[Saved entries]
PR #118, opened 2020-02-13
support keystore in aergocli

eve2adam:
This allows local keystore to be used with all account commands (incl sendtx etc).

BREAKING CHANGE
- The new default behavior is to use a local keystore at `$HOME/.aergo`
- You can change the keystore directory by supplying `--keystore /path/to/keystore/`
- To restore the old behavior (using a server provided keystore), pass `--node-keystore`

Remote keystore functionality will be removed in future versions. The reason is that this is prone to unsafe misuse - if used with a publicly accessible node, this can expose user information to the public.

### DIFF
--- a/cmd/aergocli/cmd/root.go
+++ b/cmd/aergocli/cmd/root.go
@@ -54,10 +54,10 @@ var (
 
 	staking bool
 
-	remote           bool
-	importFormat     string
-	keystoreFilePath string
-	exportAsWif      bool
+	remote         bool
+	importFormat   string
+	importFilePath string
+	exportAsWif    bool
 
 	rootConfig CliConfig
 
@@ -82,6 +82,7 @@ func init() {
 	rootCmd.PersistentFlags().StringVar(&keyFile, "tlskey", "", "client key file for TLS ")
 	rootCmd.PersistentFlags().StringVarP(&host, "host", "H", "localhost", "Host address to aergo server")
 	rootCmd.PersistentFlags().Int32VarP(&port, "port", "p", 7845, "Port number to aergo server")
+	rootCmd.PersistentFlags().StringVar(&dataDir, "keystore", "$HOME/.aergo", "Path to keystore")
 }
 
 func initConfig() {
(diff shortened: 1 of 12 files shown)


cmd/aergocli/cmd/root.go
```diff
@@ -82,6 +82,7 @@ func init() {
 	rootCmd.PersistentFlags().StringVar(&keyFile, "tlskey", "", "client key file for TLS ")
 	rootCmd.PersistentFlags().StringVarP(&host, "host", "H", "localhost", "Host address to aergo server")
 	rootCmd.PersistentFlags().Int32VarP(&port, "port", "p", 7845, "Port number to aergo server")
+	rootCmd.PersistentFlags().StringVar(&dataDir, "keystore", "$HOME/.aergo", "Path to keystore")
```
graup: I wonder if it would be better if the default would be `""` for now, otherwise this immediately breaks all current uses. We can change the default in future versions (with previous announcement).

graup:
This doesn't seem to work. If you run e.g. `./bin/aergocli account stake --address AmNKKMAPiKr6mgWMRWXvajzEquNjsLPjeAvU7EpNcN9m4vunPmZU --amount 1000 --keystore ./wallet2/` I get this error:
```
panic: runtime error: invalid memory address or nil pointer dereference
[signal SIGSEGV: segmentation violation code=0x1 addr=0x0 pc=0x47c3f14]

goroutine 1 [running]:
github.com/aergoio/aergo/cmd/aergocli/cmd.fillChainId(0xc000276680, 0x0, 0xc000193450)
	/Users/paulgrau/projects/aergo/aergo/cmd/aergocli/cmd/contract.go:370 +0x44
```

I suspect it is because the `client` is not intiialized when `--keystore` is passed (cmd/aergocli/cmd/accounts.go:451)

graup:
There's also a bug if you call `account list` with an empty keystore (which is now the default). The fix for that would be to change this line https://github.com/aergoio/aergo/blob/623afd534b5004ff8551b079f287fe562a9cf1ce/cmd/aergocli/cmd/accounts.go#L136

to

    } else if addrs != nil && len(addrs) > 0 {

cmd/aergocli/cmd/root.go
eve2adam: it decided to use the default local keystore from v2.2 at team metting. so at this version release we need to announce the default change and how use node keystore like previous version

graup: Alright. It's usually better to announce breaking changes in advance, especially with minor releases.
So how do you use it with the old behavior? `--keystore ""`? Seems a bit counter-intuitive to have to provide an empty string. How about `--remote-keystore` as a flag which sets keystore to ""?

eve2adam: added node-keystore flag

aspiers:
AFAICS this has broken `account export`:

```
aergocli -H $mynode account export --node-keystore --address $addr --password foobar
rpc error: code = Unimplemented desc = unknown method ExportAccountKeystore for service types.AergoRPCService
```

graup:
This error appears when you're connecting to a server that's not upgraded
yet (for keystore export its using a new RPC method).

aspiers:
Ahhh that makes sense, thanks!

PR #128, opened 2020-04-08
[WIP] Feature/aergocli delete account

hanlsin:
New feature to delete an account when to export the account.

Without this, even if I exported the account and import in another device or wallet, I should take care the account at the machine.


hanlsin:
> need to fix testcase, error ocurred

Yup. I found that I missed one more part to apply.

PR #154, opened 2022-03-19
add bignum.ispositive()

kroggen:


kroggen:
This could be renamed to `bignum.ispositive()`

And then create a clone of the `bignum.isneg()` and name it `bignum.isnegative()` (both will exist, but the docs would mention only the last one)

kroggen:
@hayarobi Can I add the changes above on this PR?

hayarobi (approved):
lgtm

Issue #506, opened 2022-03-30
The SSD130x4WireTransport is lacking full configuration


stephenhensley:
The I2C transport is solid, but the SPI transport only exposes the 2 auxiliary GPIO (Reset, and Data/Command) for configuration.

The `SpiHandle::Config` object should be added to the internal `Config` struct similar to how it's setup in the I2C transport.

The current hardcoded values can be moved to the `Defaults` function in the `Config` struct. Since anything that has been successfully using this code would still want to have those defaults.

At some point both the I2C and SPI transport `Defaults` functions should be converted to constructors as well.

stephenhensley:
Fixed in #512

PR #512, opened 2022-04-25
Add the SpiHandle:Config struct to SSD130x4WireTransport:Config

recursinging:
This is a fix for issue #506. It seems a number of people have been running into this, and it was an oversight on my part, so I fixed it.  

@stephenhensley - I added constructors to the `Config` structs that invoke `Defaults()` as you mention in the issue description.  This should be fully backward compatible, but I don't have time to test against an SPI transport OLED.  Perhaps you could quickly verify this against a Daisy Patch?  Otherwise it's little more than a little code shuffling, and should not introduce any breaking changes.

Cheers,
Sam


stephenhensley:
@recursinging Thanks, Sam!

This looks great, I saw some of the forum activity you're talking about, and was hoping we'd be able to carve out some time this month to get this in there.

Thanks for making it happen!

Looks good to me. We'll do a quick check that everything still works with the existing Daisy Patch code, and get it merged.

What is required:
Copy the whole of the data above exactly.

Task output:
PR #118, opened 2020-02-13
support keystore in aergocli

eve2adam:
This allows local keystore to be used with all account commands (incl sendtx etc).

BREAKING CHANGE
- The new default behavior is to use a local keystore at `$HOME/.aergo`
- You can change the keystore directory by supplying `--keystore /path/to/keystore/`
- To restore the old behavior (using a server provided keystore), pass `--node-keystore`

Remote keystore functionality will be removed in future versions. The reason is that this is prone to unsafe misuse - if used with a publicly accessible node, this can expose user information to the public.

### DIFF
--- a/cmd/aergocli/cmd/root.go
+++ b/cmd/aergocli/cmd/root.go
@@ -54,10 +54,10 @@ var (
 
 	staking bool
 
-	remote           bool
-	importFormat     string
-	keystoreFilePath string
-	exportAsWif      bool
+	remote         bool
+	importFormat   string
+	importFilePath string
+	exportAsWif    bool
 
 	rootConfig CliConfig
 
@@ -82,6 +82,7 @@ func init() {
 	rootCmd.PersistentFlags().StringVar(&keyFile, "tlskey", "", "client key file for TLS ")
 	rootCmd.PersistentFlags().StringVarP(&host, "host", "H", "localhost", "Host address to aergo server")
 	rootCmd.PersistentFlags().Int32VarP(&port, "port", "p", 7845, "Port number to aergo server")
+	rootCmd.PersistentFlags().StringVar(&dataDir, "keystore", "$HOME/.aergo", "Path to keystore")
 }
 
 func initConfig() {
(diff shortened: 1 of 12 files shown)


cmd/aergocli/cmd/root.go
```diff
@@ -82,6 +82,7 @@ func init() {
 	rootCmd.PersistentFlags().StringVar(&keyFile, "tlskey", "", "client key file for TLS ")
 	rootCmd.PersistentFlags().StringVarP(&host, "host", "H", "localhost", "Host address to aergo server")
 	rootCmd.PersistentFlags().Int32VarP(&port, "port", "p", 7845, "Port number to aergo server")
+	rootCmd.PersistentFlags().StringVar(&dataDir, "keystore", "$HOME/.aergo", "Path to keystore")
```
graup: I wonder if it would be better if the default would be `""` for now, otherwise this immediately breaks all current uses. We can change the default in future versions (with previous announcement).

graup:
This doesn't seem to work. If you run e.g. `./bin/aergocli account stake --address AmNKKMAPiKr6mgWMRWXvajzEquNjsLPjeAvU7EpNcN9m4vunPmZU --amount 1000 --keystore ./wallet2/` I get this error:
```
panic: runtime error: invalid memory address or nil pointer dereference
[signal SIGSEGV: segmentation violation code=0x1 addr=0x0 pc=0x47c3f14]

goroutine 1 [running]:
github.com/aergoio/aergo/cmd/aergocli/cmd.fillChainId(0xc000276680, 0x0, 0xc000193450)
	/Users/paulgrau/projects/aergo/aergo/cmd/aergocli/cmd/contract.go:370 +0x44
```

I suspect it is because the `client` is not intiialized when `--keystore` is passed (cmd/aergocli/cmd/accounts.go:451)

graup:
There's also a bug if you call `account list` with an empty keystore (which is now the default). The fix for that would be to change this line https://github.com/aergoio/aergo/blob/623afd534b5004ff8551b079f287fe562a9cf1ce/cmd/aergocli/cmd/accounts.go#L136

to

    } else if addrs != nil && len(addrs) > 0 {

cmd/aergocli/cmd/root.go
eve2adam: it decided to use the default local keystore from v2.2 at team metting. so at this version release we need to announce the default change and how use node keystore like previous version

graup: Alright. It's usually better to announce breaking changes in advance, especially with minor releases.
So how do you use it with the old behavior? `--keystore ""`? Seems a bit counter-intuitive to have to provide an empty string. How about `--remote-keystore` as a flag which sets keystore to ""?

eve2adam: added node-keystore flag

aspiers:
AFAICS this has broken `account export`:

```
aergocli -H $mynode account export --node-keystore --address $addr --password foobar
rpc error: code = Unimplemented desc = unknown method ExportAccountKeystore for service types.AergoRPCService
```

graup:
This error appears when you're connecting to a server that's not upgraded
yet (for keystore export its using a new RPC method).

aspiers:
Ahhh that makes sense, thanks!

PR #128, opened 2020-04-08
[WIP] Feature/aergocli delete account

hanlsin:
New feature to delete an account when to export the account.

Without this, even if I exported the account and import in another device or wallet, I should take care the account at the machine.


hanlsin:
> need to fix testcase, error ocurred

Yup. I found that I missed one more part to apply.

PR #154, opened 2022-03-19
add bignum.ispositive()

kroggen:


kroggen:
This could be renamed to `bignum.ispositive()`

And then create a clone of the `bignum.isneg()` and name it `bignum.isnegative()` (both will exist, but the docs would mention only the last one)

kroggen:
@hayarobi Can I add the changes above on this PR?

hayarobi (approved):
lgtm

Issue #506, opened 2022-03-30
The SSD130x4WireTransport is lacking full configuration


stephenhensley:
The I2C transport is solid, but the SPI transport only exposes the 2 auxiliary GPIO (Reset, and Data/Command) for configuration.

The `SpiHandle::Config` object should be added to the internal `Config` struct similar to how it's setup in the I2C transport.

The current hardcoded values can be moved to the `Defaults` function in the `Config` struct. Since anything that has been successfully using this code would still want to have those defaults.

At some point both the I2C and SPI transport `Defaults` functions should be converted to constructors as well.

stephenhensley:
Fixed in #512

PR #512, opened 2022-04-25
Add the SpiHandle:Config struct to SSD130x4WireTransport:Config

recursinging:
This is a fix for issue #506. It seems a number of people have been running into this, and it was an oversight on my part, so I fixed it.  

@stephenhensley - I added constructors to the `Config` structs that invoke `Defaults()` as you mention in the issue description.  This should be fully backward compatible, but I don't have time to test against an SPI transport OLED.  Perhaps you could quickly verify this against a Daisy Patch?  Otherwise it's little more than a little code shuffling, and should not introduce any breaking changes.

Cheers,
Sam


stephenhensley:
@recursinging Thanks, Sam!

This looks great, I saw some of the forum activity you're talking about, and was hoping we'd be able to carve out some time this month to get this in there.

Thanks for making it happen!

Looks good to me. We'll do a quick check that everything still works with the existing Daisy Patch code, and get it merged.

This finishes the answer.